* TASK INPUT
PR #252, opened 2023-08-31
migrate to class

sirenkovladd:
migrate to class syntax (Chain, request, response)

bun.js support
update usage of deprecated attribute
- [http.ServerResponse._header](https://github.com/fastify/light-my-request/blob/v5.10.0/lib/response.js#L177)
- [http.ServerResponse.connection](https://github.com/fastify/light-my-request/blob/v5.10.0/lib/response.js#L45)

#### Checklist

- [X] run `npm run test` and `npm run benchmark`
- [X] tests and/or benchmarks are included
- [X] documentation is changed or added (.d.ts)
- [X] commit message and code follows the [Developer's Certification of Origin](https://github.com/fastify/.github/blob/master/CONTRIBUTING.md#developers-certificate-of-origin-11)
      and the [Code of conduct](https://github.com/fastify/.github/blob/master/CODE_OF_CONDUCT.md)

PR #255, opened 2023-09-03
Parsing socket

sirenkovladd:
migrate to class syntax (Chain, request, response)
add a mock socket class (parse headers, body, trailers)
change emitting and subscription

this is the sequel to https://github.com/fastify/light-my-request/pull/252

bun.js support
update usage of deprecated attribute
- [http.ServerResponse._header](https://github.com/fastify/light-my-request/blob/v5.10.0/lib/response.js#L177)
- [http.ServerResponse.connection](https://github.com/fastify/light-my-request/blob/v5.10.0/lib/response.js#L45)

some test was changed due to unexpected behavior
the main tests were tested with
```js
http.createServer(inj).listen(3000, () => {
  const r = http.request({ port: 3000, method: 'POST' }, (res) => cb(null, res)).on('error', cb)
  payload && payload.pipe(r)
  r.end()
});
``` 

#### Checklist

- [X] documentation is changed or added (.d.ts)
- [X] commit message and code follows the [Developer's Certification of Origin](https://github.com/fastify/.github/blob/master/CONTRIBUTING.md#developers-certificate-of-origin-11)

### DIFF
--- a/lib/chain.js
+++ b/lib/chain.js
@@ -1,0 +1,107 @@
+'use strict'
+
+const doInject = require('./do-inject')
+
+const errorMessage = 'The dispatch function has already been invoked'
+
+class Chain {
+  _hasInvoked = false
+  _promise = null
+  option
+  dispatch
+
+  constructor (dispatch, option) {
+    this.dispatch = dispatch
+    if (typeof option === 'string') {
+      this.option = { url: option }
+    } else {
+      this.option = Object.assign({}, option)
+    }
+
+    if (this.option.autoStart !== false) {
+      process.nextTick(() => {
+        if (!this._hasInvoked) {
+          this.end()
+        }
+      })
+    }
+  }
+
+  /**
+   * @private
+   * @param {string} method
+   * @param {string} url
+   */
+  wrapHttpMethod (method, url) {
+    if (this._hasInvoked === true || this._promise) {
+      throw new Error(errorMessage)
+    }
+    this.option.url = url
+    this.option.method = method.toUpperCase()
+    return this
+  }
+
+  delete (url) { return this.wrapHttpMethod('delete', url) }
+  get (url) { return this.wrapHttpMethod('get', url) }
+  head (url) { return this.wrapHttpMethod('head', url) }
+  options (url) { return this.wrapHttpMethod('options', url) }
+  patch (url) { return this.wrapHttpMethod('patch', url) }
+  post (url) { return this.wrapHttpMethod('post', url) }
+  put (url) { return this.wrapHttpMethod('put', url) }
+  trace (url) { return this.wrapHttpMethod('trace', url) }
+
+  /**
+   * @private
+   * @param {string} method
+   * @param {string} url
+   */
+  wrapChainMethod (method, value) {
+    if (this._hasInvoked === true || this._promise) {
+      throw new Error(errorMessage)
+    }
+    this.option[method] = value
+    return this
+  }
+
+  body (url) { return this.wrapChainMethod('body', url) }
+  cookies (url) { return this.wrapChainMethod('cookies', url) }
+  headers (url) { return this.wrapChainMethod('headers', url) }
+  payload (url) { return this.wrapChainMethod('payload', url) }
+  query (url) { return this.wrapChainMethod('query', url) }
+
+  end (callback) {
+    if (this._hasInvoked === true || this._promise) {
+      throw new Error(errorMessage)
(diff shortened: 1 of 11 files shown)


sirenkovladd:
It takes some time to optimize
but generally open to discussion

sirenkovladd:
```sh
light-my-request on  parsing-socket [!+⇕] is 📦 v5.10.0 via  v20.5.0 on ☁️  (us-west-2) took 5s 
❯ npm run benchmark

> light-my-request@5.10.0 benchmark
> node benchmark/benchmark.js

Request x 160,977 ops/sec ±3.86% (80 runs sampled)
Custom Request x 14,371 ops/sec ±4.12% (81 runs sampled)
Request With Cookies x 136,650 ops/sec ±1.94% (87 runs sampled)
Request With Cookies n payload x 134,341 ops/sec ±2.71% (81 runs sampled)
ParseUrl x 1,207,543 ops/sec ±1.39% (87 runs sampled)
ParseUrl and query x 114,550 ops/sec ±2.00% (90 runs sampled)
```

mcollina (changes requested):
There seems to be quite a significant performance regression with this PR.

I _think_ it's due to the addition of the internal Socket, so I think this might be a no-go.

I wouldn't also claim bun support without the tests running on Bun too.

types/index.d.ts
```diff
@@ -14,7 +14,7 @@ declare namespace inject {
 
   export type DispatchFunc = http.RequestListener
 
-  export type CallbackFunc = (err: Error, response: Response) => void
+  export type CallbackFunc = (err: Error | undefined, response: Response | undefined) => void
```
Eomm, line 17: This could be a dedicated PR

test/index.test.js
```diff
@@ -723,16 +750,16 @@ test('can override stream payload content-length header', (t) => {
   const headers = { 'content-length': '100' }
 
   inject(dispatch, { method: 'POST', url: '/', payload: getTestStream(), headers }, (err, res) => {
-    t.error(err)
-    t.equal(res.payload, '100')
+    t.equal(err instanceof inject.errors.ContentLength, true)
+    t.error(res)
```
Eomm, line 754: The test says `can override stream payload content-length header` - are we blocking this feature now?

test/index.test.js
```diff
@@ -806,14 +831,14 @@ test('simulates split', (t) => {
   })
 })
 
-test('simulates error', (t) => {
+t.skip('simulates error', (t) => {
```
Eomm, line 834:
```suggestion
test('simulates error', (t) => {
```

lib/chain.js
```diff
@@ -0,0 +1,107 @@
+'use strict'
+
+const doInject = require('./do-inject')
+
+const errorMessage = 'The dispatch function has already been invoked'
+
+class Chain {
```
Eomm, line 7: This refactor could be another PR - smaller PRs helps to get the code merged faster

Eomm (commented):
It is hard to find the old code and the new code feature.

I looked at the commits to follow the step-by-step process, but 2 commits did not help.

I really suggest splitting this PR into smaller pieces

mcollina:
I don't think we agreed to https://github.com/fastify/light-my-request/pull/252, this PR seems a bit premature too.

types/index.d.ts
sirenkovladd: https://github.com/fastify/light-my-request/pull/256

test/index.test.js
sirenkovladd: Yes
1. it is not supported with test example http.Server/http.request
2. I can't call the Dispatch function unless I read everything from Readable

test/index.test.js
sirenkovladd: This was done on purpose as it could not be reproduced with a real server and request
maybe you have ideas how to do it?

sirenkovladd:
> I don't think we agreed to https://github.com/fastify/light-my-request/pull/252, this PR seems a bit premature too.

Yes, so I made a another PR with planning for the long future

sirenkovladd:
This PR will simply allow it to be more native, with support for most events and most attribute, methods
that are currently available in native request Node but not in light-my-request

that's why I used extends Socket and IncomingMessage

Tony133:
Closing this PR as it has been open for quite some time and is now heavily conflicting with the current codebase.

If this is still relevant, please open a new PR based on the latest codebase.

* PROBLEM STATEMENT
Tell how many lines of the records above hold the string "pull". Give no other text.

* EXERCISE OUTPUT
4